Posted on 10/16/2003 10:03:45 AM PDT by knighthawk
LONDON -- Russian forces have suffered more casualties in the past year in Chechnya than at any time since war resumed in 1999, the International Institute for Strategic Studies said Wednesday in its key annual report.
The report undermines Moscow's assertion it has largely pacified the mainly Muslim region it sent troops back into after a two-year period of de facto independence.
The British-based think tank's annual bible for defense analysts, The Military Balance, said Russian forces "suffered 4,749 casualties in 2002-03, the highest figure in one year since the current Chechen conflict began."
The report's editor, Sir Christopher Langton, said the figure included Russian troops killed and injured between August 2002 and August 2003. He would not comment on the source of the figure.
"I think it's interesting that the casualties would not be declining," the institute's Oksana Antonenko said.
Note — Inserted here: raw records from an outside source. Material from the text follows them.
Issue #361, opened 2017-01-11
UploadField "add from files" is broken


chillu:
![image](https://cloud.githubusercontent.com/assets/111025/21845426/805dc5c6-d857-11e6-8294-93d91339ee46.png)

Partial fix by adding `<ApolloProvider>`, but it still fails with other errors:

```diff
diff --git a/client/src/components/UploadField/UploadField.js b/client/src/components/UploadField/UploadField.js
index cba65b2..c8735ce 100644
--- a/client/src/components/UploadField/UploadField.js
+++ b/client/src/components/UploadField/UploadField.js
@@ -2,6 +2,7 @@ import i18n from 'i18n';
 import React from 'react';
 import { connect } from 'react-redux';
 import { bindActionCreators } from 'redux';
+import { ApolloProvider } from 'react-apollo';
 import CONSTANTS from 'constants/index';
 import SilverStripeComponent from 'lib/SilverStripeComponent';
 import fieldHolder from 'components/FieldHolder/FieldHolder';
@@ -248,16 +249,20 @@ class UploadField extends SilverStripeComponent {
   }
 
   renderDialog() {
+    const store = window.ss.store;
+    const client = window.ss.apolloClient;
     return (
-      <InsertMediaModal
-        title={false}
-        show={this.state.selecting}
-        onInsert={this.handleAddInsert}
-        onHide={this.handleAddHide}
-        bodyClassName="modal__dialog"
-        className="insert-media-react__dialog-wrapper"
-        type="select"
-      />
+      <ApolloProvider store={store} client={client}>
+        <InsertMediaModal
+          title={false}
+          show={this.state.selecting}
+          onInsert={this.handleAddInsert}
+          onHide={this.handleAddHide}
+          bodyClassName="modal__dialog"
+          className="insert-media-react__dialog-wrapper"
+          type="select"
+        />
+      </ApolloProvider>
     );
   }
 
```

Assigning this to alpha4 since we surely want people to try out the shiny new uploadfield implementation, which won't happen if it comes broken out of the box :)

flamerohr:
Pull request created https://github.com/silverstripe/silverstripe-asset-admin/pull/364

tractorcow:
Fixed with https://github.com/silverstripe/silverstripe-asset-admin/pull/364

PR #364, opened 2017-01-15
Fix Add from files in Upload fields in an entwine context

flamerohr:
Fixes upload fields that have an entwine context

Please see https://github.com/silverstripe/silverstripe-asset-admin/issues/361 for more details


tractorcow:
Test failures are pre-existing and will be fixed with https://github.com/silverstripe/silverstripe-graphql/pull/56

PR #370, opened 2017-01-17
BUG Ensure that file replacement checks for clashes with existing files

### LINKED ISSUE #369: UploadFile api does not check for conflicts
Paraphrasing @tractorcow 
This is an issue where saving a file in asset-admin wasn't safely ensuring the name was unique
The asset store does a file-exists uniqueness check, but there's a case where a File dataobject with a missing physical file would not trigger a conflict.

So we need to enforce uniqueness against:
- Filename against all File dataobjects
- Filename and Hash against the actual file store

tractorcow:
Fixes #369

Requires https://github.com/silverstripe/silverstripe-framework/pull/6527

Note: Updated so that existing files are detected to avoid duplication, as per discussion with @sminnee

### DIFF
--- a/client/src/components/PreviewImageField/PreviewImageField.js
+++ b/client/src/components/PreviewImageField/PreviewImageField.js
@@ -4,6 +4,7 @@ import AssetDropzone from 'components/AssetDropzone/AssetDropzone';
 import CONSTANTS from 'constants';
 import { connect } from 'react-redux';
 import { bindActionCreators } from 'redux';
+import { formValueSelector } from 'redux-form';
 import * as previewFieldActions from 'state/previewField/PreviewFieldActions';
 import { getFileExtension } from 'lib/DataFormat';
 
@@ -19,6 +20,7 @@ class PreviewImageField extends Component {
     this.handleCancelUpload = this.handleCancelUpload.bind(this);
     this.handleRemoveErroredUpload = this.handleRemoveErroredUpload.bind(this);
     this.canFileUpload = this.canFileUpload.bind(this);
+    this.updateFormData = this.updateFormData.bind(this);
   }
 
   componentWillReceiveProps(nextProps) {
@@ -73,6 +75,7 @@ class PreviewImageField extends Component {
       handleSending: this.handleSending,
       handleUploadProgress: this.handleUploadProgress,
       canFileUpload: this.canFileUpload,
+      updateFormData: this.updateFormData,
     };
   }
 
@@ -166,10 +169,9 @@ class PreviewImageField extends Component {
       this.props.onAutofill('FileHash', json.Hash);
       this.props.onAutofill('FileVariant', json.Variant);
 
-      const oldExt = getFileExtension(this.props.data.url);
-      const newExt = getFileExtension(json.Filename);
-      if (oldExt !== newExt) {
-        // name field to autofill if extension has changed
+      // Note: This Name was posted back from the current form field value,
+      // and may have been modified on the server. If so, update the form value
+      if (json.Name) {
         this.props.onAutofill(this.props.data.nameField, json.Name);
       }
     }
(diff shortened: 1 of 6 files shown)


client/src/components/PreviewImageField/PreviewImageField.js
```diff
@@ -166,10 +168,8 @@ class PreviewImageField extends Component {
       this.props.onAutofill('FileHash', json.Hash);
       this.props.onAutofill('FileVariant', json.Variant);
 
-      const oldExt = getFileExtension(this.props.data.url);
-      const newExt = getFileExtension(json.Filename);
-      if (oldExt !== newExt) {
-        // name field to autofill if extension has changed
+      // If server has requested a filename change, modify it here
+      if (json.Name) {
```
flamerohr: This can have the undesired effect of replacing the Name value an edited Name field with the original value? It's not the best user experience.

code/Controller/AssetAdmin.php
```diff
@@ -250,28 +253,57 @@ public function apiCreateFile(HTTPRequest $request)
...
+        /** @var File $file */
+        $file = File::get()->byID($data['ID']);
+        if (!$file) {
+            return new HTTPResponse('File not found', 404);
+        }
+        $folder = $file->ParentID ? $file->Parent()->getFilename() : '/';
+
+        // If extension is the same, attempt to re-use existing name
+        if (File::get_file_extension($tmpFile['name']) === $file->getExtension()) {
+            $tmpFile['name'] = $file->Name;
```
flamerohr: rather than using the Name saved in the database, I wonder if the component could send the API the current value of the field on the form?

tractorcow:
Updated based on feedback.

Note that framework PR https://github.com/silverstripe/silverstripe-framework/pull/6527 is now required for this fix.

client/src/components/PreviewImageField/PreviewImageField.js
tractorcow: I've changed it so that the current Name is always posted back, so that json.Name will reflect the current value, unless explicitly changed.

code/Controller/AssetAdmin.php
tractorcow: Done.

tests/behat/features/replace-file.feature
```diff
@@ -14,24 +15,38 @@ Feature: Replace a file with a new file
...
+  Scenario: I upload a new file into the file I have open
     When I attach the file "testfile.jpg" to dropzone "PreviewImage"
       And I wait for 1 second
     Then I should see a ".preview__toolbar-button--remove" element
       And I should see a ".preview__message--success" element
-      And I press the "Save" button
-      And I wait for 1 second
+      And the "Name" field should contain "file1.jpg"
+    When I press the "Save" button
+      And I wait for 2 seconds
```
chillu: Not too happy about manual waits here, but it's just following a bad precedent. We need to work out if a `fetch()` is in progress through Behat feature context

tractorcow: It's annoying I know, but we need a better wait-until-ready solution for behat.

tractorcow: It's annoying I know, but we need a better wait-until-ready solution for behat.

tractorcow:
I can't reproduce the composer issue locally; Downgrading to 1.3.1 to see if it's due to the recent composer release.

tractorcow:
I've raised https://github.com/composer/composer/issues/6115 to investigate the possible regression in composer 1.3.2.

I suspect that the issue might be due to asset-admin dependency in the PR branch and the one cached by packagist differing.

I've raised https://github.com/silverstripe/silverstripe-asset-admin/pull/378, and suspect that force-merging this (with a broken build) and then updating packagist may resolve the issue. It can't help to experiment. :)

tractorcow:
I've force-merged https://github.com/silverstripe/silverstripe-asset-admin/pull/378 and updated packagist to determine if the issue lies between travis and packagist (which could explain why I couldn't resolve the issue locally).

tractorcow:
For some reason that issue resolved itself, yet without leaving behind any explanation as to why it was broken. :)

tractorcow:
Only failure now is the behat failure, i.e. a real one. However this already exists prior to this PR. (siiigh).

Issue #371, opened 2017-01-18
HistoryList is exported twice


zacps:
In `client/src/containers/HistoryList/HistoryList.js`

chillu:
Thanks, I think this has been fixed since :)

PR #374, opened 2017-01-18
Add missing dependencies dropzone & griddle-react (fixes #372)

### LINKED ISSUE #372: Add missing npm modules for 'run build' and 'shrinkwrap'
`npm run build` requires `dropzone` and `griddle-react` neither of which are specified in `package.json`.
`npm shrinkwrap` requires `react-addons-css-transition-group`

zacps:
Fixes #372.
There were two missing dependencies for `npm run build`, `dropzone` and `griddle-react`.


zacps:
The build will fail without #371.

zacps:
After some more playing around with it I'm not sure this is the problem. There seem to be some modules that don't get pulled from `npm install` almost every time I run it, but I haven't been able to figure out the cause of it.

flamerohr:
dropzone and griddle-react are in the `dependencies` already, what you've done is add them to the `devDependencies` :)

I'm not sure what happened with your dependency installation, but it looks like a lot of packages were removed from npm-shrinkwrap...
Closing, as the dependencies are not missing

Issue #279, opened 2016-09-28
Drag & drop movement of files


sminnee:
## Acceptance criteria:

 - I can drag a file from the gallery into a folder which is in the same view 
 - I can drag a file into a folder from my desktop directly into a folder
 - If I have multi-select enabled, then dragging any of the selected files will move all selected files into the destination folder
 - A message is present with an indication of how many items have been moved if successful
 - If multiple items are moved and some cannot be moved (ie no permissions), then we move the items that can be moved and alert the user to which items could not be moved.

## Exclusions:

 - "Rectangle drag" based multi-select (nice-to-have / optional)
 - No drag & drop in mobile unless built into functionality as part of library

clarkepaul:
See https://projects.invisionapp.com/boards/C3X68PKQ6M7Z/ for initial UX concept for dragging a single file into a folder and bulk selection of files (this would allow items to be dragged as a group and enable the bulk actions).

Multi-select would also be enabled for adding and removing items if multiple items are selected using "command + click" (mac) and respective shortcut for windows.

flamerohr:
Griddle would either need a lot of hacking/tweaking to work, or a full replacement...
its behaviour is so weird... default wrapper is `<table>` with headers, but if you want to customise the row component, it goes all out and replaces the wrapper with `<div>` and no headers... Meaning, I won't be able to apply the necessary HOCs to the row/item without replicating all the Griddle-internal render logic.

sminnee:
What if we just started with the gallery view and left the list view until later?

flamerohr:
Sure, I've almost got all the kinks out for the Gallery view with drag and drop, it's working really nicely.
I suggest pulling the list view to a separate story for a more detailed investigation?

clarkepaul:
![pasted_image_16_02_17__4_43_pm](https://cloud.githubusercontent.com/assets/555033/23006505/1f797f4e-f467-11e6-9587-18dbd2928831.png)

@flamerohr hopefully these aren't too late otherwise I can do some more styling during beta. From memory I have some styles for depth level (variations of shadow depths) and thats what .z-depth-x is.

clarkepaul:
Also I think two layers communicates enough to say there is more than one item being dragged, the direction of the stacking is different from what you had though.

flamerohr:
thanks @clarkepaul, not late at all :)
[...]

PR #385, opened 2017-02-20
Added drag and drop capability for files to folders

flamerohr:
This applies for the gallery view only.

Enables files and folders to be dragged into other folders, or the back button to move it out of the current folder.

Please see https://github.com/silverstripe/silverstripe-asset-admin/issues/279 for more details
Requires https://github.com/silverstripe/silverstripe-framework/pull/6634


tractorcow:
If I upload two files, and drag-drop them into a subfolder, I see the notification that +2 were moved, but the files remain in view.

image


Also can't create folders with a `this.props.mutateCreateFolder is not a function`

flamerohr:
I had shifted the mutations to actions, so they're more manageable for later on.

I'll be looking at moving those graphql queries to HOCs or imported actions, they're quite bloating when placed with the Components/Containers.

tractorcow:
Fixed the PHPCS issue; waiting for tests to finish.

PR #386, opened 2017-02-20
Fix editor panel is too large for smaller screens

flamerohr:
And fixed "Gallery" area when it is loading or errors. (Editor no longer floats in the centre)

I've changed from `100vh` to `100%` because the modal may not necessarily have 100% view height.

Fixes https://github.com/silverstripe/silverstripe-cms/issues/1706


tractorcow:
Rebased; Let's see if tests pass.

PR #397, opened 2017-03-03
Add Code Climate config

larkinscott:
Code Climate config that uses your existing ESLint config and your custom PHP ruleset.


tractorcow:
Thanks @larkinscott for setting this up. :) I'm still trying to figure out how to setup github integration with codeclimate.

PR #398, opened 2017-03-06
Upgrade to Node6 and yarn

flamerohr:
Switch to node6 with yarn, as per framework changes https://github.com/silverstripe/silverstripe-framework/pull/6679

Jest needed to be updated to a version which supports node6.
Some refactor work included:
* Split out graphql queries to separate state files for easier management.
* Tweak some of the `jest.mock()` and `jest.unmock()` calls made, as auto-mocking is turned off by default.
* Fix name-case of imported modules.


tractorcow:
History Form seems broken...

tractorcow:
Hm, look at https://github.com/silverstripe/silverstripe-framework/pull/6527/files

You moved the .form to .meta.form, but the assignment in framework wasn't moved.

tractorcow:
ok, fixed it, but requires this patch https://github.com/silverstripe/silverstripe-framework/pull/6694

PR #406, opened 2017-03-21
Re-instate the insert oembed function

flamerohr:
I've split the functionality of oembed to its own form and plugin, so insert media and oembed can be independently removed (if desired)

See https://github.com/silverstripe/silverstripe-framework/issues/6480 for details

Depends on these PRs:
https://github.com/silverstripe/silverstripe-admin/pull/6
https://github.com/silverstripe/silverstripe-framework/pull/6727


tractorcow:
Shortcodes given a rather major cleanup; I ran into a bug I couldn't resolve @flamerohr , please see the `@todo` in the code :P

tractorcow:
Ah, fixed it.

Issue is Url isn't posted back since it's a readonly field. Added it as hidden field and it's good to go.

client/src/entwine/TinyMCE_ssembed.js
```diff
@@ -0,0 +1,375 @@
...
+        .addClass(data.Placement)
+        .addClass('ss-htmleditorfield-file embed');
+
+      // Add placeholder image
+      const placeholder = jQuery('<img />')
+        .attr('src', data.PreviewUrl)
+        .addClass('placeholder');
+
+      // Set dimensions
+      if (data.Width && data.Height) {
```
flamerohr: Same as above with width and height being coupled

client/src/entwine/TinyMCE_ssembed.js
```diff
@@ -0,0 +1,375 @@
...
+          .text(data.CaptionText);
+        base.append(caption);
+      }
+
+      // Find best place to put this embed
+      const node = $(editor.getSelectedNode());
+      let replacee = $(null);
+      if (node.length) {
+        // Find find closest existing embed
+        replacee = node.closest('[data-shortcode=\'embed\']');
```
flamerohr: As above, the selected node could be the embed element

client/src/entwine/TinyMCE_ssembed.js
```diff
@@ -0,0 +1,375 @@
...
+
+        // Fail over to closest image
+        if (replacee.length === 0) {
+          replacee = node.closest('img');
```
flamerohr: I'm not sure how this would work, since `` cannot contain children?

client/src/entwine/TinyMCE_ssembed.js
```diff
@@ -0,0 +1,375 @@
...
+        }
+
+        // Replace existing node
+        if (replacee.length === 0) {
+          replacee = node;
```
flamerohr: This could end up replacing a paragraph, which we wouldn't want

client/src/entwine/TinyMCE_ssembed.js
```diff
@@ -0,0 +1,375 @@
...
+            .addClass(data.class)
+            .addClass('ss-htmleditorfield-file embed');
+
+          // Add placeholder
+          const placeholder = jQuery('<img />')
+            .attr('src', data.thumbnail)
+            .addClass('placeholder');
+
+          // Set dimensions
+          if (data.width && data.height) {
```
tractorcow: Probably could set them independently, although it's probably going to be both or neither in practice. :)

client/src/entwine/TinyMCE_ssembed.js
tractorcow: Yep good. :)

client/src/entwine/TinyMCE_ssembed.js
tractorcow: See above; The container has the data-shortcode, so it'll be matched every time.

client/src/entwine/TinyMCE_ssembed.js
tractorcow: It works if node === an image. It's not really clear though is it?

client/src/entwine/TinyMCE_ssembed.js
tractorcow: Yeah maybe make it inserted into the paragraph rather than replace it?

flamerohr:
thanks @tractorcow, the changes you've pushed up looks good

tractorcow:
I've fixed up the CS linting issues.

PR #456, opened 2017-05-01
Fix Set dimensions constraints to Embed height and width

flamerohr:
So that behaviour is consistent across Insert Media modal and Insert Embed modal


tractorcow:
I've noticed this issue, but it's not caused by this fix, so not a blocker.


image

"I think there is a parallel with what the Americans are experiencing in Iraq: that it is not the active military phase that necessarily brings the most casualties, but the period of peacekeeping and police actions."
Moscow has not issued casualty figures for its forces in Chechnya since last December, when it said more than 4,500 had died since hostilities resumed in late 1999.
The Kremlin declined to comment on the IISS report.
Casualty figures for Russian forces are a sensitive issue for President Vladimir Putin, who has long maintained that the war in Chechnya is over and normal life has begun to resume.
In the past year, Chechens have increasingly turned to suicide bomb attacks on targets both inside Chechnya and in other parts of Russia.